Mais Phil Garlick, président du club de Burnley, qui évolue en Premier League, estime lui que le Brexit pourrait être "extrêmement dommageable" au football britannique, et réclame l'organisation d'un second référendum.

"Avec la fin de la liberté de circulation, et si le gouvernement impose des conditions restrictives sur les visas pour les joueurs européens, il sera beaucoup plus compliqué d'attirer les talents", souligne-t-il.

- 'Potentiellement explosif' -

Bien que moins dépendant du vivier de joueurs européens, le rugby suit également d'un œil attentif le processus de divorce, inquiet des conséquences sur les compétitions continentales.

Le premier test majeur aura lieu le 29 mars: la date du Brexit coïncide avec les quarts de finale de la Coupe d'Europe de rugby, ce qui pourrait compliquer les déplacements des équipes et des supporteurs.

L'organisateur du tournoi, l'European Professional Club Rugby, a expliqué qu'il "surveillait de près les conditions de sortie du Royaume-Uni de l'UE".

Selon Simon Keogh, président de l'association des joueurs irlandais, le Brexit pourrait s'avérer coûteux pour les professionnels d'Irlande du Nord.

"Ils sont payés en livres, mais leurs salaires et leurs bonus sont d'abord négociés en euros, et pourraient donc être affectés si la livre devait chuter" à l'issue du divorce, dit-il à l'AFP. "Ce sujet est potentiellement explosif, plus que les difficultés de déplacement".

- Appel au 'bon sens' -

En Formule 1 aussi, le Brexit est un sujet récurrent: plusieurs écuries, dont Renault, Williams ou McLaren, sont implantées au Royaume-Uni, et l'actuel champion du monde, Lewis Hamilton, est Britannique.

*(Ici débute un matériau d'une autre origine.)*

PR #936, opened 2019-07-17
[cereal] Periodically cleanup workflow results

stevendanna:
Currently, the workflow results table grows without bound. This
imposes a limit of 10,000 rows that we attempt to enforce
periodically.

To avoid having to think too hard about the implications of DELETE and
our default transaction level, we take a postgresql advisory lock.

Note that we "over delete" to try to avoid deleting on every
interation once we hit the limit.

### DIFF
--- a/lib/cereal/postgres/task_cleaner.go
+++ b/lib/cereal/postgres/task_cleaner.go
@@ -10,6 +10,11 @@ import (
 	"github.com/sirupsen/logrus"
 )
 
+const (
+	defaultMaxWorkflowResults            = 10000
+	defaultWorkflowResultsDeletionMargin = 1000
+)
+
 type taskCleaner struct {
 	db      *sql.DB
 	wgStart sync.WaitGroup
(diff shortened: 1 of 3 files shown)


lib/cereal/postgres/task_cleaner.go
```diff
@@ -93,3 +113,52 @@ func (w *taskCleaner) expireDeadTasks(ctx context.Context, expireOlderThanSecond
...
+
+	tx, err := w.db.BeginTx(ctx, nil)
+	if err != nil {
+		return err
+	}
+
+	// NOTE(ssd) 2019-07-17: We are using a pg advsiory lock here,
+	// because this might run concurrently and we want the
+	// predictability of only running this deleting once.
+	row := tx.QueryRowContext(ctx, "SELECT pg_try_advisory_xact_lock(23320, 4090)")
```
jaym: how did you pick these numbers

stevendanna: `echo $RANDOM`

Les nouvelles règles en matière d'immigration "pourraient potentiellement poser problème", reconnait Marcin Budkowski, le directeur exécutif de Renault F1.

"On a des salariés de différentes nationalités. Est-ce qu'il sera facile de recruter des étrangers à l'avenir ? Personne ne le sait. Ce sera certainement plus compliqué" déplore-t-il, sans trop s'inquiéter néanmoins. "Les Anglais sont pragmatiques", veut-il croire.

Les courses hippiques, elles, pourraient être sévèrement touchées par un Brexit sans accord, affectant aussi bien les mouvements de chevaux à travers les frontières que le soutien financier d'investisseurs étrangers.

"Le Brexit est une source d'incertitude", concède Edmond Mahony, président de Tattersalls, la plus ancienne société de vente de pur-sang en Europe.

"C’est mauvais pour les courses car beaucoup de propriétaires (de chevaux) travaillent dans le secteur de la finance. Ils sont perturbés et pourraient décider de ne pas investir cette année".

L'entraîneur britannique John Gosden se montre très pessimiste quant à l'avenir: "Nous sommes en train d'assister à un naufrage", déclare-t-il à l'AFP.

"Nous devons pouvoir déplacer les chevaux, ils ne peuvent pas attendre dans un port pendant deux ou trois jours que quelqu'un leur tamponne un passeport", s'inquiète-t-il. "J'espère que le bon sens prévaudra à la fin".